Frases entresacadas e ideas interesantes que puedo utilizar:

(Página xvii)
“To ensure that graduates are “robot-proof” in the workplace, institutions of higher learning will have to rebalance their curricula”.

(Página 48)
“Consequently, an education for the digital age needs to focus not just on technology and understanding what technology can do but also on what it cannot do – at leasts for now and perhaps never. In other words, a robot-proof education nurtures our unique capacities as human beings. And the most elusive and difficult to define and therefore is trickiest to teach. This is humanity’s unique talent for creativity”.

(Página 53)
“However, we need a new model of learning that enables learners to understand the highly technological world around them and that simultaneously allows them to transcend it by nurturing the mental and intellectual qualities that are unique to humans – namely, their capacity for creativity and mental flexibility. We can call this model humanics“.

(Página 55) (las negritas son mías)
“Humanics’ three new literacies – technological, data, and human – enable us to network with both other people and machines. Even more so, they empower us to use the digital world to its fullest potential”.

(Página 62) (las negritas son mías)
“students also need a higher order of four cognitive capacities that will serve them in the digital economy. As we encountered in the previos chapter, these capacities include critical thinking and systems thinking – metaskills that everyone needs to analyze and apply ideas and to understand and command complex systems. Two other cognitive capacities are necessary to help make learners robot-proof. The first is entrepreneurship – the act of creating value in original ways. The second is cultural agility – a capacity that enables students to operate deftly in a global milieu and to appreciate the varying understandings ans values that people from different cultures bring to an issu or situation.”

(Página 73)
“Until advanced machines learn to navigate the inifite variety of human belief and behavior, humans will continue to be the masters of our shared intercultural milieu”.
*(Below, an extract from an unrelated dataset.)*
PR #857, opened 2026-07-20
fix: unify SBOM scan-retry budgets to bound total attempts

### LINKED ISSUE #856: SBOM manager: scanRetries and failureRetries are independent budgets, allowing more than maxScanRetries total attempts before a terminal status
## Description

`SbomManager` (`pkg/sbommanager/v1/sbom_manager.go`) tracks retries for a given image via two separate counters, keyed independently by `sbomName`:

“If the goal of higher education is simply to insert information into a student’s brain, a library card or Internet connection would be the only tool we need. But most people are not autodidacts, and most college students do not master the content of their degree programs simply by reading.
we likewise need to expand our pedagogical toolbox. This involves thematic study across disciplines, project-based learning, and realworld connections.”

(Página 113)
“The logical conclusion is that to stay relevant in the AI economy, lifelong learning will be an imperative for all professionals – and not only professionals. By helping everyone develop and maintain valuable skills, lifelong learning is necessary to alleviate social inequality. A learning model oriented on that goal will serve both those who are long on time but short on experience (namely, recent graduates) as well as learners who are short on time but long on experience (namely, seasoned profesionals). Consequently, colleges and universities will see benefits in making lifelong learning a focal point of what they do.”

(Página 117)
“Educating undergraduates, preparing graduate students, and creating new knowledge by conducting research are seen as the real, serious endeavors of the university, while lifelong learning is viewed as ancillary.
Undergraduate education, graduate education, and research are indeed critical for core priorities. But the traditional approaches will not work for the millions of adult learners finding themselves compelled to return to higher education to stay ahead of technological change.”

(Página 133) (las negritas son mías)
“Typically, alumni return to their college sporadically to attend sporting events and reunions or to tap into established relationships – in other words, to engage with the past. In contrast, the growth of lifelong learning at universities – and the need for more college-educated individuals to obtain it – can transform graduates’ relationship with their alma mater, making them members of a widespread, active network engaged with the present and the future.”